Funny, how old words morph their meanings, innit? Take “hangdog,” which has been around since the 1670s, adjective & noun, originally meaning “contemptible & sneaking.” [Think Dickens’ passive-aggressive character, Uriah Heep, always presenting himself as ‘umble, while surreptitiously scheming to bring the high & mighty down.] By 2010, The American Heritage Dictionary defined a “hangdog expression” as “looking shamefaced & guilty.”

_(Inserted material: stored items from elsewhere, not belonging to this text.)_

PR #6950, opened 2025-07-10
commit_builder: allow recreating commit, don't create cycle in parent…

martinvonz:
# Checklist

If applicable:

### DIFF
--- a/lib/src/commit_builder.rs
+++ b/lib/src/commit_builder.rs
@@ -19,7 +19,6 @@ use std::sync::Arc;
 use pollster::FutureExt as _;
 
 use crate::backend;
-use crate::backend::BackendError;
 use crate::backend::BackendResult;
 use crate::backend::ChangeId;
 use crate::backend::CommitId;
@@ -352,19 +351,14 @@ impl DetachedCommitBuilder {
     pub fn write(self, mut_repo: &mut MutableRepo) -> BackendResult<Commit> {
         let predecessors = self.commit.predecessors.clone();
         let commit = write_to_store(&self.store, self.commit, &self.sign_settings)?;
-        // FIXME: Google's index.has_id() always returns true.
-        if mut_repo.is_backed_by_default_index() && mut_repo.index().has_id(commit.id()) {
-            // Recording existing commit as new would create cycle in
-            // predecessors/parent mappings within the current transaction, and
-            // in predecessors graph globally.
-            return Err(BackendError::Other(
-                format!("Newly-created commit {id} already exists", id = commit.id()).into(),
-            ));
-        }
         mut_repo.add_head(&commit)?;
-        mut_repo.set_predecessors(commit.id().clone(), predecessors);
+        if !predecessors.contains(commit.id()) {
+            mut_repo.set_predecessors(commit.id().clone(), predecessors);
+        }
         if let Some(rewrite_source) = self.rewrite_source {
-            if rewrite_source.change_id() == commit.change_id() {
+            if commit.change_id() == rewrite_source.change_id()
+                && commit.id() != rewrite_source.id()
+            {
                 mut_repo.set_rewritten_commit(rewrite_source.id().clone(), commit.id().clone());
             }
         }
--- a/lib/src/repo.rs
+++ b/lib/src/repo.rs
@@ -951,6 +951,7 @@ impl MutableRepo {
     /// docstring for `record_rewritten_commit` for details.
     pub fn set_rewritten_commit(&mut self, old_id: CommitId, new_id: CommitId) {
         assert_ne!(old_id, *self.store().root_commit_id());
+        assert_ne!(new_id, old_id);
         self.parent_mapping
             .insert(old_id, Rewrite::Rewritten(new_id));
     }
@@ -968,10 +969,10 @@ impl MutableRepo {
         new_ids: impl IntoIterator<Item = CommitId>,
     ) {
         assert_ne!(old_id, *self.store().root_commit_id());
-        self.parent_mapping.insert(
-            old_id.clone(),
-            Rewrite::Divergent(new_ids.into_iter().collect()),
-        );
+        let new_ids = new_ids.into_iter().collect_vec();
+        assert!(!new_ids.contains(&old_id));
+        self.parent_mapping
+            .insert(old_id.clone(), Rewrite::Divergent(new_ids));
     }
 
     /// Record a commit as having been abandoned in this transaction.
--- a/lib/tests/test_commit_builder.rs
+++ b/lib/tests/test_commit_builder.rs
@@ -16,7 +16,6 @@ use assert_matches::assert_matches;
 use futures::StreamExt as _;
 use indoc::indoc;
 use itertools::Itertools as _;
-use jj_lib::backend::BackendError;
 use jj_lib::backend::ChangeId;
 use jj_lib::backend::MillisSinceEpoch;
 use jj_lib::backend::Signature;
@@ -386,6 +385,11 @@ fn test_rewrite_to_identical_commit(backend: TestRepoBackend) {
         )
         .write()
         .unwrap();
+    let _child_commit = tx
+        .repo_mut()
+        .new_commit(vec![commit1.id().clone()], store.empty_merged_tree_id())
+        .write()
+        .unwrap();
     let repo = tx.commit("test").unwrap();
 
     // Create commit identical to the original
@@ -394,12 +398,13 @@ fn test_rewrite_to_identical_commit(backend: TestRepoBackend) {
     builder.set_predecessors(vec![]);
     // Writing to the store should work
     let commit2 = builder.write_hidden().unwrap();
-    assert_eq!(commit1, commit2);
-    // Writing to the repo shouldn't work, which would create cycle in
-    // predecessors/parent mappings
-    let result = builder.write(tx.repo_mut());
-    assert_matches!(result, Err(BackendError::Other(_)));
-    tx.repo_mut().rebase_descendants().unwrap();
+    assert_eq!(commit2, commit1);
+    // Writing to the repo should be allowed but should not result in any changes
+    // (to parent_mapping)
+    builder.write(tx.repo_mut()).unwrap();
+    assert!(!tx.repo().has_rewrites());
+    // _child_commit should, consequently, not be rebased
+    assert_eq!(tx.repo_mut().rebase_descendants().unwrap(), 0);
     tx.commit("test").unwrap();
 
     // Create two rewritten commits of the same content and metadata
@@ -409,12 +414,11 @@ fn test_rewrite_to_identical_commit(backend: TestRepoBackend) {
         .set_description("rewritten")
         .write()
         .unwrap();
-    let result = tx
-        .repo_mut()
+    tx.repo_mut()
         .rewrite_commit(&commit1)
         .set_description("rewritten")
-        .write();
-    assert_matches!(result, Err(BackendError::Other(_)));
+        .write()
+        .unwrap();
     tx.repo_mut().rebase_descendants().unwrap();
     tx.commit("test").unwrap();
 }


lib/src/commit_builder.rs
```diff
@@ -352,19 +351,14 @@ impl DetachedCommitBuilder {
...
         let commit = write_to_store(&self.store, self.commit, &self.sign_settings)?;
-        // FIXME: Google's index.has_id() always returns true.
-        if mut_repo.is_backed_by_default_index() && mut_repo.index().has_id(commit.id()) {
-            // Recording existing commit as new would create cycle in
-            // predecessors/parent mappings within the current transaction, and
-            // in predecessors graph globally.
-            return Err(BackendError::Other(
-                format!("Newly-created commit {id} already exists", id = commit.id()).into(),
-            ));
-        }
```
yuja, line 363: Can you leave this error and add special case for `commit.id() == rewrite_source.id()`?

We don't handle indirect cycles within/across operations. `evolog` won't detect cycles across operations, but `op diff` can notice cycles in accumulated predecessors graph.

lib/src/commit_builder.rs
```diff
@@ -352,19 +351,14 @@ impl DetachedCommitBuilder {
...
         mut_repo.add_head(&commit)?;
-        mut_repo.set_predecessors(commit.id().clone(), predecessors);
+        if !predecessors.contains(commit.id()) {
```
yuja, line 355: nit: I would use `commit.id() != rewrite_source.id()` for consistency. If the caller set weird predecessors, I think panicking is good.

lib/src/commit_builder.rs
martinvonz: So instead of filtering out the call to `mut_repo.set_rewritten_commit()` we make it an error here?

The case we ran into at Google was code like this:

```rust
tx.repo_mut().rewrite_commit(&commit).set_description(description).write()?;
tx.commit("set description")?;
```

If the description is unchanged and this code is run within the same second as the commit was created, then we end up with the new commit matching the old commit here. I kind of feel like it should be allowed to write such code without checking for the previous description, but I also see value in erroring out so we learn about these cases (I've since updated the code at Google to avoid creating any commits or operations). So I think I'm saying that I think I'm okay with the error for now as I think you're suggesting, but I also wonder if we should allow such cases in the long term.

yuja: IMHO, creating an existing commit should be an error in general, because we don't know how such commit should be recorded as rewritten. I also think it's okay to accept no-op rewrite (as a special case) because that's common and relatively easy to work around.

martinvonz: I disagree. I think it should be allowed to create an existing commit because it's a strange requirement to put on callers to first check if the commit already exists, and it's going to be a racy check too. So I think we will need to allow callers to create an existing commit. I think even requiring that it's not a visible commit is an unnecessary restriction. What is the caller supposed to do? As I said, I think we should even allow code like the snippet above (i.e. predecessor cycles), but I don't mind if we're more restrictive to start with. In my mind, checking that the description is different in that code is mostly an optimization; the caller should be allowed to have the naive code if they prefer.

I'm okay with either allowing predecessor cycles or rejecting them for now. I don't feel strongly either way, but I do feel strongly that we should allow creating existing commits. Does that make sense?

yuja: I don't think the caller needs to check the precondition. In practice, `commit.id() == rewrite_source.id()` would be the only situation where the existing commit can reappear. The user could set fake timestamp to trigger the error, but I think it's okay to just return an error in that case.

> I'm okay with either allowing predecessor cycles or rejecting them for now. I don't feel strongly either way, but I do feel strongly that we should allow creating existing commits. Does that make sense?

Since we don't have a good way to handle indirect predecessors/rewrite cycles, I would just unblock the common case `commit.id() == rewrite_source.id()`.

martinvonz: > The user could set fake timestamp to trigger the error, but I think it's okay to just return an error in that case.

Given Git's second-level granularity, I can see it quite easily happening in other cases too once we stop writing predecessors. We saw it happening on a server at Google where we use the Git hashing scheme. I don't know the details in that scenario but somehow the server received a request to update the description to what it already was. That request arrived within a second of whatever previous request had created the commit.

> Since we don't have a good way to handle indirect predecessors/rewrite cycles, I would just unblock the common case `commit.id() == rewrite_source.id()`.

I.e. what I already have in this PR? Or do you mean that you prefer it I make it an error? I'm fine with either.

yuja: > I.e. what I already have in this PR? Or do you mean that you prefer it I make it an error? I'm fine with either.

I meant something like (because we have no idea how to resolve cycles):
```
if commit.id() != rewrite_source.id() && mut_repo.is_backed_by_default_index() && mut_repo.index().has_id(commit.id()) {
    return Err(...);
```

> Given Git's second-level granularity, I can see it quite easily happening in other cases too once we stop writing predecessors.

You mean, in Google-scale? That's possible.

martinvonz: > You mean, in Google-scale? That's possible.

I meant in general. Something as simple as this currently fails:

```
$ JJ_TIMESTAMP=2025-01-01T00:00:00+00:00 jj desc -m foo
$ jj undo
$ JJ_TIMESTAMP=2025-01-01T00:00:00+00:00 jj desc -m foo
```

Setting JJ_TIMESTAMP e.g. when importing patches from somewhere else seems like a legitimate use case, so I think we should make that work. It also happen when running some script without setting JJ_TIMESTAMP.

ilyagr:
You likely already considered this, and I mainly looked at the commit description, but perhaps it's worth mentioning, and in any case I'm curious: does our current trick of subtracting a second from the committer time-stamp to de-duplicate commit ids not help here? 

One worry is that, in the worst case, you could keep subtracting for a while.


**Update** Ah, I guess the main problem is that you might need to write the commits concurrently on different machines, and there isn't a good way to reserve the commit id.

If this is the problem, mentioning concurrency in the commit description might help.

martinvonz:
> You likely already considered this, and I mainly looked at the commit description, but perhaps it's worth mentioning, and in any case I'm curious: does our current trick of subtracting a second from the committer time-stamp to de-duplicate commit ids not help here?

We (both Yuya and I, I think) hope to get rid of that hack once we no longer store any commit-linked metadata outside of the Git commit object.

@yuja : Perhaps what I'm missing is what the problem with cycles is. Is it the kind of cycle you would get if you rewrote commit A to commit B in operation X and then rewrote commit B to commit A in operation Y? If that's it, what problem does that kind of cycle cause?

ilyagr:
I see, the old problem of duplicating a commit and then updating both copies in the same second (to make their committer dates the same) will no longer result in commits with the same hash if the change id is stored inside the commit.

Though, if somebody (say on a remote) rebased both commits with some tool that strips the change id header, they might have some trouble.

(This is of course out of scope for this pr)

lib/src/commit_builder.rs
yuja: I thought it would be okay to error out if the timestamp was faked, but yeah, importing patches might be a valid use case. I don't know if `git` preserves the committer timestamp in that case, though.

FWIW, for non-patch imports (akin to `hg unbundle`), I assume we'll use `backend.write_commit()` directly.

yuja:
> We (both Yuya and I, I think) hope to get rid of that hack once we no longer store any commit-linked metadata outside of the Git commit object.

+1

> Perhaps what I'm missing is what the problem with cycles is. Is it the kind of cycle you would get if you rewrote commit A to commit B in operation X and then rewrote commit B to commit A in operation Y? If that's it, what problem does that kind of cycle cause?

An immediate problem is that `MutableRepo` would panic if cycle existed within the same operation. I'm not pretty sure if inter-operation cycles should be banned, but the existence of cycles will mean that we can't simply apply DAG algorithms. For example, I don't know if Sapling's graph renderer can deal with cyclic graph.

lib/src/commit_builder.rs
martinvonz: > I thought it would be okay to error out if the timestamp was faked

I was thinking about cases like where someone wants to import history from some other VCS.

> importing patches might be a valid use case. I don't know if `git` preserves the committer timestamp in that case, though.

They don't preserve it on `git format-patch`+`git am`. But *maybe* they will do that some day. I happened to [talk Junio about that](https://lore.kernel.org/git/xmqqecus6uno.fsf@gitster.g/) just a week ago :)

yuja: > I was thinking about cases like where someone wants to import history from some other VCS.

My assumption is that we won't use `CommitBuilder` when importing history losslessly. It wouldn't make much sense to generate predecessors/rewrite history for the import.

martinvonz: I meant if someone writes a script for importing history. 

I suspect we're going to have to remove the error at some point, but if you feel strongly about it, I can leave the error for now. What do you prefer?

yuja: > I suspect we're going to have to remove the error at some point, but if you feel strongly about it, I can leave the error for now. What do you prefer?

I would leave the error because the current implementation can't handle cycles (and will either panic or error out.) If we find a better way to deal with that, I think it's good to remove the restriction.

joyously: > I meant if someone writes a script for importing history.

Is the script the thing that interfaces with [git-fast-import](https://git-scm.com/docs/git-fast-import) or the fast import backend itself, which has options for date formats?
Also, just a reminder that `git commit` has a flag to supply a date, which I expected `jj` to have as well. Breezy has one also.

martinvonz: I was just talking about a hypothetical script. I've written such scripts for importing from ClearCase to Git in the past, for example. Anyway, it was just an example. I think we need to handle recreating commits regardless of why someone happens to create them.

martinvonz:
> An immediate problem is that `MutableRepo` would panic if cycle existed within the same operation. I'm not pretty sure if inter-operation cycles should be banned, but the existence of cycles will mean that we can't simply apply DAG algorithms. For example, I don't know if Sapling's graph renderer can deal with cyclic graph.

That seems to behave reasonably at least in this simple case (created by a hacked jj binary):

Screenshot 2025-07-16 at 07 54 12

It looks funny with the two working-copy nodes but I think that's the right thing to do. Other than `evolog`, I don't think we have anything that walks the predecessors, right?

Regarding intra-operation cycles, I can add a stricter check in addition to filtering out length-1 cycles as this PR currently does. Would that make you comfortable with removing the error for recreating commits?

yuja:
> > An immediate problem is that `MutableRepo` would panic if cycle existed within the same operation. I'm not pretty sure if inter-operation cycles should be banned, but the existence of cycles will mean that we can't simply apply DAG algorithms. For example, I don't know if Sapling's graph renderer can deal with cyclic graph.
> 
> That seems to behave reasonably at least in this simple case (created by a hacked jj binary):

Yeah, I guessed that might work so long as the graph renderer doesn't keep track of emitted nodes to detect data inconsistency.

> It looks funny with the two working-copy nodes but I think that's the right thing to do. Other than `evolog`, I don't think we have anything that walks the predecessors, right?

`jj op diff` will do, and transitive predecessors will be resolved there unlike `evolog`. Another potential problem is that we might add some revset-like filtering to `evolog`, and cycles could break topological sorting of the filtered graph.

> Regarding intra-operation cycles, I can add a stricter check in addition to filtering out length-1 cycles as this PR currently does. Would that make you comfortable with removing the error for recreating commits?

No. Just curious, why do you want to remove the error checking? I know you have a real problem caused by the length-1 cycles, but I don't see why we also need to unblock the other unusual cases without addressing the underlying problems.

martinvonz:
> Just curious, why do you want to remove the error checking?

Only because I think it's the right thing to do. Since we've fixed our server at Google to not create operations that do no-op updates of commit descriptions, it doesn't matter to us anymore AFAIK.

>I know you have a real problem caused by the length-1 cycles, but I don't see why we also need to unblock the other unusual cases without addressing the underlying problems.

I do want to address the underlying problems. Preventing intra-operation cycles is just the only problem I'm aware of, so I thought that if we prevent that, then we can allow recreating existing commits.

What would make you comfortable with removing the error? To be clear, there's no rush from my side.

yuja:
> I do want to address the underlying problems. Preventing intra-operation cycles is just the only problem I'm aware of, so I thought that if we prevent that, then we can allow recreating existing commits.
> 
> What would make you comfortable with removing the error? To be clear, there's no rush from my side.

I see. As I said, inter-operation cycles can also cause problems atm, so I don't want to remove the error. That's the point.

I don't know if it's practical to accept cycles in the predecessors graph. It might be just simpler to store predecessors (or random bytes, incremented timestamp, etc.) in the commit object to prevent this kind of problems.

martinvonz:
> I see. As I said, inter-operation cycles can also cause problems atm, so I don't want to remove the error. That's the point.

Ah, you're talking about the cycle-detection in `jj op diff` you mentioned earlier, right? Sorry, I missed that until now. I think we'll need to try to fix that somehow. I agree that this PR should wait until we've fixed that. Will convert this to a draft until then.

yuja:
> Ah, you're talking about the cycle-detection in `jj op diff` you mentioned earlier, right?

Yes, and some other potential problems on graph filtering/grouping. iirc, `TopoGroupedGraphIterator` doesn't work if multiple items of the same identity were queued.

Consider the word “guilt,” even. As late as 1934, the only definition in The Concise Oxford Dictionary was “culpability.” Guilt wasn’t a psychological construct. None of your subjective, self-referential, conceptual feeling [as in “survivor guilt,” or “Jewish/Catholic/Protestant guilt”]. Just the objective fact of the case: “How does the defendant plead? Guilty or not guilty?” Also, “How does the jury find: guilty or not guilty?” [Their verdict is a subjective opinion, but it’s presumably based on the objective, admissible facts presented.] The notion of remorse doesn’t come into it, until the sentencing phase of the trial, if the erstwhile “not guilty” defendant is found “guilty” [at which point, his lawyer advises him to show how sorry he is by adopting a hangdog expression].

So, here we are in the 21st century, with the burgeoning field of Social Neuroscience and its ugly Iron Maiden, the fMRI [colloquially referred to in the media as The Brain Scanner], claiming to have located the Seat of Guilt in the Brain, no less! Point of order, would that be the seat of objective or subjective guilt, they’ve found? Let me not bore you with my observations on the flawed research designs of such studies [like, having a subject read or watch scenarios of other people behaving badly, in order to light up the Guilt center(s) in the subject’s own brain… What? When I watch Othello snuff Desdamona, I’m the one who feels/is guilty?]. Let me instead quote the brain-imager, Dr. Gregory Miller of the University of Illinois: “Functions do not have a location. Decisions, feelings, perceptions, delusions, memories do not have a spatial location. We image brain events… We do not image, and cannot localise in space, psychological constructs.”

At most, then, the fMRI is currently no better than the 20th Century polygraph at measuring physiological changes correlated with limbic system changes correlated with psychological constructs, such as fear and humiliation. From which I know, having treated several Intelligence Officers who had failed the annual polygraph test because of an exaggerated sense of guilt, over sexual peccadillos, rather than because they were actually guilty of breaching national security. So dedicated were they to their Intel work [from which they were sidelined by the failed polygraph test], that some of them would ask [semi-jokingly], “Is there such a thing as a ‘guilt-ectomy’ that I could have, just so I could pass the polygraph?” Just give those brain-imagers a chance, and they’ll be in there before you can say “knife.”

Back to the title question, addressed on a pet behavior blog, in the form, “Do dogs feel guilt?” Their answer was, “No. Guilt is an abstract concept. Dogs express fear & submission, in response to the owner’s anger, which they sense through body odor, glaring eyes, stance and tone of voice.” The dog “looks hangdog” to avoid or lessen the Alpha Dog’s punishment [just like a defendant who has been “found guilty”].

The wolf looks “sheepish” in the presence of a more powerful wolf. It has correctly read the power subtext of the situation. It endures the humiliation of acting submissive, to avoid the pain & suffering of being put in its place [which might be completely beyond the pale, where chances of survival are slim] by the Big Dog. That’s more useful than guilt. That’s Social Intelligence.